Меняются так называемые навязчивые состояния. Раньше, например, была такая типичная клиническая картина: человек приходит с жалобами на то, что некая невидимая сила толкает его к умывальнику помимо его воли и заставляет по тридцать раз в день мыть руки. Сейчас мы видим эту клинику в рамках совершенно другого расстройства — сверхценного. Уже не некая анонимная сила движет человеком, а он сам, начитавшись литературы по микробиологии, все время моет руки, чтобы избежать заражения конкретными микроорганизмами. И здесь он порой более компетентен, чем профессиональный микробиолог. Это уже не навязчивость, а сверхценная идея, которая намного труднее поддается корректировке, потому что под ней есть идеологическая основа.

— Насколько важна добровольность прихода клиентов?

— Это очень важно. Но в тех случаях, когда речь идет о зависимостях, от интернета или игромании, их всегда приводят родственники. Зависимости никто не хочет признавать. Естественно, недобровольность появления у нас клиентов не лучшим образом сказывается на результатах терапии.               

Психотерапия - система практик, предназначенных для лечебного воздействия на психику человека. Начало психотерапии связывают с именем австрийского врача Франца Антона Месмера, который предложил первый метод психологического воздействия на человека - магнетизм. Магнетизм в XIX веке медленно эволюционировал до гипноза (термин ввел в оборот английский врач Джеймс Брэд). Термином "психотерапия" мы обязаны другому английскому доктору - Дэниелу Тьюку. Большой вклад в исследование природы нервных расстройств, равно как и гипнотических техник, внес Жан Мартен Шарко, у которого в свое время проходил стажировку Зигмунд Фрейд. Последний совершил революцию в психотерапии, создав школу психоанализа, помимо собственно техники работы с пациентом имевшую и теоретическую базу: описание структуры личности, природы основных нервных заболеваний и суждения по наиболее проблемным вопросам отношения общества к сексуальности и религии. Значительная часть современных психотерапевтических методов создана как подражание учению Фрейда или на основе конфронтации с ним.

В настоящее время в Европейской ассоциации психотерапии признаны два десятка направлений психотерапии, среди которых телесная психотерапия, гештальт-терапия, гипнотерапия, интегративная психотерапия, психотерапия движения, психоанализ, позитивная психотерапия, психосинтез, семейная психотерапия, психодрама, экзистенциальный анализ, логотерапия, транзактный анализ.
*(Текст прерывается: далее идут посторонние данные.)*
PR #3383, opened 2022-09-01
Context allows modification of KeyValues

marcingrzejszczak:


micrometer-observation/src/main/java/io/micrometer/observation/Observation.java
```diff
@@ -848,8 +848,9 @@ public void clear() {
          * the {@link ObservationConvention#getLowCardinalityKeyValues(Context)} method.
          * @param keyValue a key value
          */
-        void addLowCardinalityKeyValue(KeyValue keyValue) {
+        public Context addLowCardinalityKeyValue(KeyValue keyValue) {
```
jonatan-ivanov, line 851: Where would we use these?
In a handler/filter?

marcingrzejszczak: Correct - example of usage

```java
public class KubernetesObservationFilter implements ObservationFilter {
	
	@Override
	public Observation.Context map(Observation.Context context) {
		if (context instanceof AppDeployerContext) {
			RuntimeEnvironmentInfo runtimeEnvironmentInfo = ((AppDeployerContext) context).getRuntimeEnvironmentInfo();
			if (runtimeEnvironmentInfo != null) {
				return context.addLowCardinalityKeyValues(k8sTags(runtimeEnvironmentInfo.getPlatformSpecificInfo()));
			}
		}
		return context;
	}

	private KeyValues k8sTags(Map<String, String> platformSpecificInfo) {
		KeyValues keyValues = KeyValues.empty();
		if (platformSpecificInfo.containsKey("master-url")) {
			keyValues = keyValues.and(PlatformKeyName.K8S_URL.withValue(platformSpecificInfo.get("master-url")));
		}
		if (platformSpecificInfo.containsKey("namespace")) {
			keyValues = keyValues.and(PlatformKeyName.K8S_NAMESPACE.withValue(platformSpecificInfo.get("namespace")));
		}
		return keyValues;
	}
}
```

jonatan-ivanov (approved):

Профессия психотерапевта традиционно связывается с длительным обучением. Например, для получения Европейского сертификата психотерапевта требуется семь лет обучения психотерапии, три года личной терапии и 250 часов супервизии (работы с пациентами под контролем опытного специалиста), пять-семь лет самостоятельной практики с клиентами и оценка как минимум тремя специалистами, относящимися к различным направлениям психотерапии.